**ABOUT THIS TASK**
Return the data that follows exactly. Include every line.

======== INFORMATION PROVIDED ========

PR #4623, opened 2026-08-26
Upgrade react-dropzone 15 -> 20.1

lbwexler:
Replaces #4582, the Dependabot bump that went stale - its recreate failed on 8/18 and 20.1.1 has since shipped. Closed in favor of this.

Five majors, but our surface is two files (`kit/react-dropzone` and `desktop/cmp/filechooser`) and **no source changes were needed for the upgrade itself**. Everything we consume survives in v20: the default `Dropzone` component (still `forwardRef`), render-prop `children`, `DropzoneRef.open()`, `ErrorCode`, `Accept`, `FileRejection`, `FileWithPath`. `pnpm typecheck` and `pnpm lint` are clean.

I also confirmed the `_/_` dummy-MIME trick in `FileChooser.ts` still matches by extension under the new `attr-accept` v4 - v18 unbundled the extension-to-MIME table, but our accept lists are extension-only so it doesn't bite.

### The one behavior change worth reviewing

v19 made react-dropzone accept files **up to** `maxFiles` and reject only the surplus, instead of rejecting the whole batch. `FileChooserModel.addFilesInternal()` had its own all-or-nothing guard on top of that, so an overflowing drop would fire a rejection toast *and* a "File limit exceeded" warning and add nothing.

Rewrote it to match the new semantics: retain the current selection, replace any same-named file, take incoming files until full, and warn about the surplus. `onFileAccepted` now receives the files actually added rather than everything the dropzone handed us.

### Notes for the reviewer

- v20 declares `engines: {node: ">= 22"}` - worth a sanity check against any app pipeline still on 20.
- v16 dropped the UMD build and `dist/es/`; the package is now `"type": "module"` with an `exports` map. Bare imports are unaffected.
- Dependabot flagged a new `prepare` script - it's `prek install || exit 0`, which only runs for git/local installs, not registry tarballs.
- Free wins we could pick up separately: `getErrorMessage` (would replace the manual `FileInvalidType` message rewrite in `FileChooserModel`), async `validator`, `isProcessing`, paste-to-upload.

### DIFF
--- a/CHANGELOG.md
+++ b/CHANGELOG.md
@@ -14,6 +14,22 @@
 
 ## 88.0.0-SNAPSHOT - unreleased
 
+### 💥 Breaking Changes (upgrade difficulty: 🟢 LOW - one behavior change to `FileChooser`)
+
+* `FileChooser` now accepts as many dropped files as its `maxFiles` limit allows, rejecting only
+  the surplus. Previously a drop that would exceed the limit was discarded in full. Apps relying on
+  the all-or-nothing behavior should check `onFileAccepted` - it now reports only the files actually
+  added.
+
+### ⚙️ Technical
+
+* Upgraded `react-dropzone` to v20, which drops its UMD build and ships as an ESM + CJS package with
+  an `exports` map. Requires Node >= 22 to install.
+
+### 📚 Libraries
+
+* react-dropzone `15.0 → 20.1`
+
 ## 87.0.0 - 2026-08-25
 
 ### 💥 Breaking Changes (upgrade difficulty: 🟠 MEDIUM - React 19, data layer, column chooser)
--- a/CHANGELOG.md
+++ b/CHANGELOG.md
@@ -14,12 +14,10 @@
 
 ## 88.0.0-SNAPSHOT - unreleased
 
-### 💥 Breaking Changes (upgrade difficulty: 🟢 LOW - one behavior change to `FileChooser`)
+### 🎁 New Features
 
-* `FileChooser` now accepts as many dropped files as its `maxFiles` limit allows, rejecting only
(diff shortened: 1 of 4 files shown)


lbwexler:
Verified live in Toolbox against this branch (inline Hoist, real Grails backend). Toolbox `pnpm typecheck` is clean, and the FileChooser demo plus the FileManager example app both behave correctly under react-dropzone v20.

Exercised via `Other → FileChooser`:

| Scenario | Result |
|---|---|
| Drop 5 files, `maxFiles: 3`, empty selection | 3 added; only the 2 surplus rejected ("Too many files"). Pre-v19 this rejected all 5. |
| 2 already selected, drop 3 more, `maxFiles: 3` | Fills to 3, single toast: `File limit of 3 reached - 2 files not added.` |
| Drop `.pdf` + `.gif` against `.png`/`.txt` | Both rejected with `File type must be one of .png, .txt` - dummy MIME correctly hidden |
| Drop untyped `.txt` (no MIME at all) | Accepted - confirms the `_/_` extension-only accept path survives v18 unbundling the extension-to-MIME table |
| Single-file chooser, drop twice | Second file replaces the first, silently |
| FileManager example app | Both files queued with correct icons, sync enabled |

No console errors or react-dropzone warnings on load.

The second row is the case this PR's `addFilesInternal` rewrite targets - previously it produced a rejection toast *and* a "File limit exceeded" warning while adding nothing.

One gap worth naming: the drops above were driven with synthetic `DataTransfer`/`DragEvent`s, so everything downstream of `onDrop` is covered but the native file-picker path (`Browse` → OS dialog) and real OS drags are not. Worth a quick manual pass on those during review.

PeteDarinzo (approved):
Reviewed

========

**RESULT OF THE TASK**
PR #4623, opened 2026-08-26
Upgrade react-dropzone 15 -> 20.1

lbwexler:
Replaces #4582, the Dependabot bump that went stale - its recreate failed on 8/18 and 20.1.1 has since shipped. Closed in favor of this.

Five majors, but our surface is two files (`kit/react-dropzone` and `desktop/cmp/filechooser`) and **no source changes were needed for the upgrade itself**. Everything we consume survives in v20: the default `Dropzone` component (still `forwardRef`), render-prop `children`, `DropzoneRef.open()`, `ErrorCode`, `Accept`, `FileRejection`, `FileWithPath`. `pnpm typecheck` and `pnpm lint` are clean.

I also confirmed the `_/_` dummy-MIME trick in `FileChooser.ts` still matches by extension under the new `attr-accept` v4 - v18 unbundled the extension-to-MIME table, but our accept lists are extension-only so it doesn't bite.

### The one behavior change worth reviewing

v19 made react-dropzone accept files **up to** `maxFiles` and reject only the surplus, instead of rejecting the whole batch. `FileChooserModel.addFilesInternal()` had its own all-or-nothing guard on top of that, so an overflowing drop would fire a rejection toast *and* a "File limit exceeded" warning and add nothing.

Rewrote it to match the new semantics: retain the current selection, replace any same-named file, take incoming files until full, and warn about the surplus. `onFileAccepted` now receives the files actually added rather than everything the dropzone handed us.

### Notes for the reviewer

- v20 declares `engines: {node: ">= 22"}` - worth a sanity check against any app pipeline still on 20.
- v16 dropped the UMD build and `dist/es/`; the package is now `"type": "module"` with an `exports` map. Bare imports are unaffected.
- Dependabot flagged a new `prepare` script - it's `prek install || exit 0`, which only runs for git/local installs, not registry tarballs.
- Free wins we could pick up separately: `getErrorMessage` (would replace the manual `FileInvalidType` message rewrite in `FileChooserModel`), async `validator`, `isProcessing`, paste-to-upload.

### DIFF
--- a/CHANGELOG.md
+++ b/CHANGELOG.md
@@ -14,6 +14,22 @@
 
 ## 88.0.0-SNAPSHOT - unreleased
 
+### 💥 Breaking Changes (upgrade difficulty: 🟢 LOW - one behavior change to `FileChooser`)
+
+* `FileChooser` now accepts as many dropped files as its `maxFiles` limit allows, rejecting only
+  the surplus. Previously a drop that would exceed the limit was discarded in full. Apps relying on
+  the all-or-nothing behavior should check `onFileAccepted` - it now reports only the files actually
+  added.
+
+### ⚙️ Technical
+
+* Upgraded `react-dropzone` to v20, which drops its UMD build and ships as an ESM + CJS package with
+  an `exports` map. Requires Node >= 22 to install.
+
+### 📚 Libraries
+
+* react-dropzone `15.0 → 20.1`
+
 ## 87.0.0 - 2026-08-25
 
 ### 💥 Breaking Changes (upgrade difficulty: 🟠 MEDIUM - React 19, data layer, column chooser)
--- a/CHANGELOG.md
+++ b/CHANGELOG.md
@@ -14,12 +14,10 @@
 
 ## 88.0.0-SNAPSHOT - unreleased
 
-### 💥 Breaking Changes (upgrade difficulty: 🟢 LOW - one behavior change to `FileChooser`)
+### 🎁 New Features
 
-* `FileChooser` now accepts as many dropped files as its `maxFiles` limit allows, rejecting only
(diff shortened: 1 of 4 files shown)


lbwexler:
Verified live in Toolbox against this branch (inline Hoist, real Grails backend). Toolbox `pnpm typecheck` is clean, and the FileChooser demo plus the FileManager example app both behave correctly under react-dropzone v20.

Exercised via `Other → FileChooser`:

| Scenario | Result |
|---|---|
| Drop 5 files, `maxFiles: 3`, empty selection | 3 added; only the 2 surplus rejected ("Too many files"). Pre-v19 this rejected all 5. |
| 2 already selected, drop 3 more, `maxFiles: 3` | Fills to 3, single toast: `File limit of 3 reached - 2 files not added.` |
| Drop `.pdf` + `.gif` against `.png`/`.txt` | Both rejected with `File type must be one of .png, .txt` - dummy MIME correctly hidden |
| Drop untyped `.txt` (no MIME at all) | Accepted - confirms the `_/_` extension-only accept path survives v18 unbundling the extension-to-MIME table |
| Single-file chooser, drop twice | Second file replaces the first, silently |
| FileManager example app | Both files queued with correct icons, sync enabled |

No console errors or react-dropzone warnings on load.

The second row is the case this PR's `addFilesInternal` rewrite targets - previously it produced a rejection toast *and* a "File limit exceeded" warning while adding nothing.

One gap worth naming: the drops above were driven with synthetic `DataTransfer`/`DragEvent`s, so everything downstream of `onDrop` is covered but the native file-picker path (`Browse` → OS dialog) and real OS drags are not. Worth a quick manual pass on those during review.

PeteDarinzo (approved):
Reviewed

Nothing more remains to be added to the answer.